- Opening Delimiter -
PR #537, opened 2020-12-10
Implement Helm deploy

### LINKED ISSUE #495: [component pipeline] Allow deployment via Helm
**Is your feature request related to a problem?**
We support deployment of OpenShift Templates via [Tailor](https://github.com/opendevstack/tailor) at the moment. We do not have support for [Helm](https://helm.sh) because a) it used to require a privileged Tiller in v2 and b) it did not work with all OpenShift resources (such as BuildConfig, Route) in OpenShift v3.11. That said, OpenShift 4.3+ has full support for Helm, and offers a nice integration of Helm releases. Because of this and the widespread use of Helm in the community, we should support Helm in ODS.

Add Helm as an alternative to Helm in ODS 4. Recommend Tailor for OpenShift 3.11, and Helm for OpenShift 4. Remove support for Tailor in ODS 5, and rely on Helm only then.

[Kustomize](https://kustomize.io) is also a popular, tightly integrated way to specify Kubernetes resources. Potentially we should support this as well, but I see Helm as having higher priority.

[Operators](https://kubernetes.io/docs/concepts/extend-kubernetes/operator/) offer another way of packaging Kubernetes applications, and therefore have some overlap with Helm. However operators are more suited towards services which have a complex lifecycle (e.g. databases). Helm is probably a better fit for typical applications.

**Additional context**
In terms of process, Tailor and Helm are quite similar: 1) render resources, 2) apply resources. Therefore it should be relatively easy to integrate.

However, Helm has a few concepts that Tailor does not have, and we need to think about how we deal with those. E.g. the concept of "release", "package" and "rollback" are not present in Tailor.

On the other hand, Tailor has a few concepts that Helm does not have, e.g. diffing (could potentially be provided by [helm-diff](https://github.com/databus23/helm-diff)), secrets encryption (could potentially be provided by [helm-secrets](https://github.com/zendesk/helm-secrets)), preserving paths (not sure if there is a way to do this) and exporting live configuration (also not sure if there is a way to do this - but maybe that is a good thing? 😉).

For users who currently use OpenShift Templates, [template2helm](https://github.com/redhat-cop/template2helm) should provide a nice way to convert to Helm templates.

To support Helm, we need to look at two related, but separate topics: support in the component pipeline, and support in the orchestration pipeline. We should start with the component pipeline first.

FYI @segfault16 @serverhorror @gerardcl @henrjk @segator @metmajer @clemensutschig

michaelsauter:
Allows to use a chart in the repository to deploy via Helm (closes #495). I have implemented only very few options for now. I think we could start with this in `master` and review if we need more/different options once we have first users. The PR is a draft for now until we have gathered some feedback on the general direction, then I'll finish up the implementation/tests.

A comment towards general strategy: my view is that we should support Helm as an alternative to Tailor for the time being. Tailor is better suited for OpenShift 3.11, but for OpenShift 4, I would like us to transition to Helm. If you want to know more what this means and which implications this has, I'm starting to collect thoughts on this at https://github.com/opendevstack/tailor/wiki/Migrating-from-Tailor-to-Helm.

Would love to get your thoughts on the integration / strategy / implementation ... all comments welcome :)

FYI @segfault16 @serverhorror would especially appreciate your feedback as users of Helm if this would fit your use case

### DIFF
--- a/docs/modules/jenkins-shared-library/partials/odsComponentStageRolloutOpenShiftDeployment.adoc
+++ b/docs/modules/jenkins-shared-library/partials/odsComponentStageRolloutOpenShiftDeployment.adoc
@@ -23,6 +23,21 @@ Available options:
 | deployTimeoutRetries
 | Adjust retries to wait for the pod during a rollout (defaults to 5). 
 
+| chartDir
+| Directory of Helm chart (defaults to `chart`).
+
+| helmReleaseName
+| Name of the Helm release (defaults to `context.componentId`). Change this value if you want to install separate instances of the Helm chart in the same namespace. In that case, make sure to use `{{ .Release.Name }}` in resource names to avoid conflicts.
+
+| helmValues
+| Map of key/value pairs to pass as values (by default, the key `imageTag` is set to the config option `imageTag`).
+
+| helmValuesFiles
+| List of paths to values files (empty by default).
+
+| helmAdditionalFlags
+| List of additional flags to be passed verbatim to the `helm` binary (empty by default).
+
 | openshiftDir
 | Directory with OpenShift templates (defaults to `openshift`).
 
--- a/docs/modules/jenkins-shared-library/partials/odsComponentStageRolloutOpenShiftDeployment.adoc
+++ b/docs/modules/jenkins-shared-library/partials/odsComponentStageRolloutOpenShiftDeployment.adoc
@@ -27,28 +27,31 @@ Available options:
 | Directory of Helm chart (defaults to `chart`).
 
 | helmReleaseName
-| Name of the Helm release (defaults to `context.componentId`). Change this value if you want to install separate instances of the Helm chart in the same namespace. In that case, make sure to use `{{ .Release.Name }}` in resource names to avoid conflicts.
+| Name of the Helm release (defaults to `context.componentId`). Change this value if you want to install separate instances of the Helm chart in the same namespace. In that case, make sure to use `{{ .Release.Name }}` in resource names to avoid conflicts.  Only relevant if the directory referenced by `chartDir` exists.
 
 | helmValues
-| Map of key/value pairs to pass as values (by default, the key `imageTag` is set to the config option `imageTag`).
+| Map of key/value pairs to pass as values (by default, the key `imageTag` is set to the config option `imageTag`). Only relevant if the directory referenced by `chartDir` exists.
 
 | helmValuesFiles
-| List of paths to values files (empty by default).
+| List of paths to values files (empty by default). Only relevant if the directory referenced by `chartDir` exists.
 
 | helmDefaultFlags
-| List of default flags to be passed verbatim to to `helm upgrade` (defaults to `['--install', '--atomic']`). Typically these should not be modified - if you want to pass more flags, use `helmAdditionalFlags` instead.
+| List of default flags to be passed verbatim to to `helm upgrade` (defaults to `['--install', '--atomic']`). Typically these should not be modified - if you want to pass more flags, use `helmAdditionalFlags` instead. Only relevant if the directory referenced by `chartDir` exists.
 
 | helmAdditionalFlags
-| List of additional flags to be passed verbatim to to `helm upgrade` (empty by default).
+| List of additional flags to be passed verbatim to to `helm upgrade` (empty by default). Only relevant if the directory referenced by `chartDir` exists.
 
 | helmDiff
-| Whether to show diff explaining changes to the release before running `helm upgrade` (`true` by default).
+| Whether to show diff explaining changes to the release before running `helm upgrade` (`true` by default). Only relevant if the directory referenced by `chartDir` exists.
+
+| helmPrivateKeyCredentialsId
+| Credentials name of the private key used by helm-secrets (defaults to `<PROJECT>-cd-helm-private-key`). The fingerprint must match the one specified in `.sops.yaml`. Only relevant if the directory referenced by `chartDir` exists.
 
 | openshiftDir
 | Directory with OpenShift templates (defaults to `openshift`).
 
 | tailorPrivateKeyCredentialsId
-| Credentials name of the secret key used by Tailor (defaults to `<PROJECT>-cd-tailor-private-key`). Only relevant if the directory referenced by `openshiftDir` exists.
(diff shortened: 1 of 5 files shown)


michaelsauter:
One limitation with the current implementation is that there is no support for automatically decrypting secrets. I need to look into this going forward, but maybe we do not need to have integration with `helm-secrets` out-of-the-box initially.

segator:
questions:
* How the user can defined diferent values.yml files depending on the environment we are going to deploy? maybe we can use name convention? **$envName-values.yml** if not the user will need to code this logic in case they have diferent configuration in any environment.
* how we are going to version the charts?

Thanks!

michaelsauter:
@segator Thanks for looking over this. Good questions!

> How the user can defined diferent values.yml files depending on the environment we are going to deploy? maybe we can use name convention? $envName-values.yml if not the user will need to code this logic in case they have diferent configuration in any environment

Right now the answer would be:
```
odsComponentStageRolloutOpenShiftDeployment(context, [helmValuesFiles: ["${context.environment}-values.yml"]])
```
I'm not sure about some build-in logic. I have not found a "standard" naming for Helm values file. If there is one, please point me to it!

> how we are going to version the charts

I think we should not care about the chart version. Versioning charts seems to be a feature mostly targeted at sharing charts with others. Since ODS is consuming a chart from a local folder, I think the chart version does not matter. I would leave it up to the component author(s) to decide if and when they want to change the chart version. As far as I understand, the chart version does not play a specific role during `helm upgrade`. Do you know of any implication there? From what I understood from @segfault16, they do not increment the chart version at all.

segator:
regarding especific configuration per environment as far as I know helm doesn't have anything, for that we use **kustomize** or **helmfile** tools, but I imagine some kind of name convention in our shared library.

**default behavirour**
```
odsComponentStageRolloutOpenShiftDeployment(context)
```
then helm or chart folder with
```
helm\values.yml
helm\prod-values.yml
helm\test-values.yml
helm\dev-values.yml
```
then with helm we can always load the values.yml and the specific env values depending on the branch we are working.
the user then could in case this logic doesn't work for them override this logic with what you said
**overrided**
```
odsComponentStageRolloutOpenShiftDeployment(context, [helmValuesFiles: ["${context.environment}-values.yml"]])
```

as far as I know ```helm upgrade``` does not apply upgrade in case target version is same than installed unless you  use ```--force```

Also will be nice to use the ```--atomic``` parameter to rollback in case something fails, but here will be very important users use  **readinessprobe** on their deployment resources, or this parameter then is useless.

michaelsauter:
@segator Yes I was thinking about those default names I'm not yet sure I want to commit to them :)

Also thanks for the hint about `--force` and `--atomic`!

`--atomic` is described as `if set, upgrade process rolls back changes made in case of failed upgrade. The --wait flag will be set automatically if --atomic is used`, which sounds like something we would want. @henrjk @gerardcl @segfault16 agree?

About `--force`, I'm not so sure. It is described as `force resource updates through a replacement strategy`, but searching for this feature led me to https://github.com/helm/helm/issues/1958, which specifically talks about immutable fields. I believe it is a good default to prevent modification of immutable fields. I'd opt for leaving it up to the user to add this flag via `helmAdditionalFlags`.

segator:
**--force** I think will be needed if we don't care about the version helm chart, if we someday we decide to split the pipelines (one to build/publish the helm package (on Nexus?) and another for deploying) then we are safe to use versioning.(Something that in the future will be needed when people start to have dependencies on other company applications and we want reusability)

serverhorror:
I think the `--atomic` are good defaults but I would definitely like to be able to override them.

Especially the **readinessProbe** (or any probe for that matter) currently has problems in some OpenShift installations and isn't quite useable. That's even worse than it sounds.

michaelsauter:
0ebc03c sets `--atomic` by default now, but allows to override that.

@serverhorror I never had issues with the readiness probes - as they are part of Kubernetes, I doubt there is an OpenShift issue here ... Are you sure you have configured them correctly? :)

@segator I don't get how `--force` interacts with chart versioning. That said, your comment sounds like you are thinking about future potential use, and I suggest we take small steps for now and see how users begin to use this.

michaelsauter:
Opening this for review now. I believe this is good enough for a first draft. Also, we have some time until the next major release so we can still improve this over the next months.

segfault16 (approved):

segfault16:
@michaelsauter LGTM, all the functionality that we require is in 👍  Nice to see helm coming to ODS

Regarding versioning of charts: For applications using a single helm chart it's not really necessary to do so as they usually also update their values.yaml if something changes. For shared helm charts I'd consider it necessary. Especially if you have breaking changes in the interface (i.e. the values structure).
Another case where you'd want to version the charts is if you maintain your components in different git repos with different charts for the individual components and plugging them together by using subcharts into one application chart. This could be an approach for the orchestration pipeline I guess. 

On a related matter: Next step could be including a helm registry into ODS for re-using components throughout projects. Our team could supply initial charts for oauth2-proxy and matomo ready for use in OC. Beginning of next year we'll also tackle improved monitoring.

michaelsauter:
@segfault16 Thanks for your feedback!

I've added integration of `helm-diff` in 088a43b (on by default). It's a bit annoying that diffing is implemented by a plugin which means that not all params are supported. For now, let's keep diffing simple and when people run into issues, they can disable diffing, and share alternative approaches.

gerardcl (dismissed):
LGTM! good first steps to helm! 👍

michaelsauter:
@gerardcl Thanks!

I experimented with `helm-secrets` today and it turned out to be easy to integrate, so I did this in 814a2cd. Also, if you're coming from Tailor, it is quite easy to migrate - https://github.com/opendevstack/tailor/wiki/Migrating-from-Tailor-to-Helm has a section at the bottom now about encrypted secrets.

BTW, one nice property of `helm-secrets` and `helm-diff` is that secrets are redacted in the logs:
```
michael-dev, go-helm-master, Secret (v1) has been added:
+ # Source: go-helm/templates/secret.yaml
+ apiVersion: v1
+ kind: Secret
+ metadata:
+   labels:
+     app: michael-go-helm-master
+   name: go-helm-master
+ data:
+   mysecret: '++++++++ # (6 bytes)'
+ type: Opaque
```

gerardcl (approved):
- Closing Delimiter -
### Your assignment
In the entries above, which lines hold the word "process"? Copy them out.

### Expected answer
In terms of process, Tailor and Helm are quite similar: 1) render resources, 2) apply resources. Therefore it should be relatively easy to integrate.
`--atomic` is described as `if set, upgrade process rolls back changes made in case of failed upgrade. The --wait flag will be set automatically if --atomic is used`, which sounds like something we would want. @henrjk @gerardcl @segfault16 agree?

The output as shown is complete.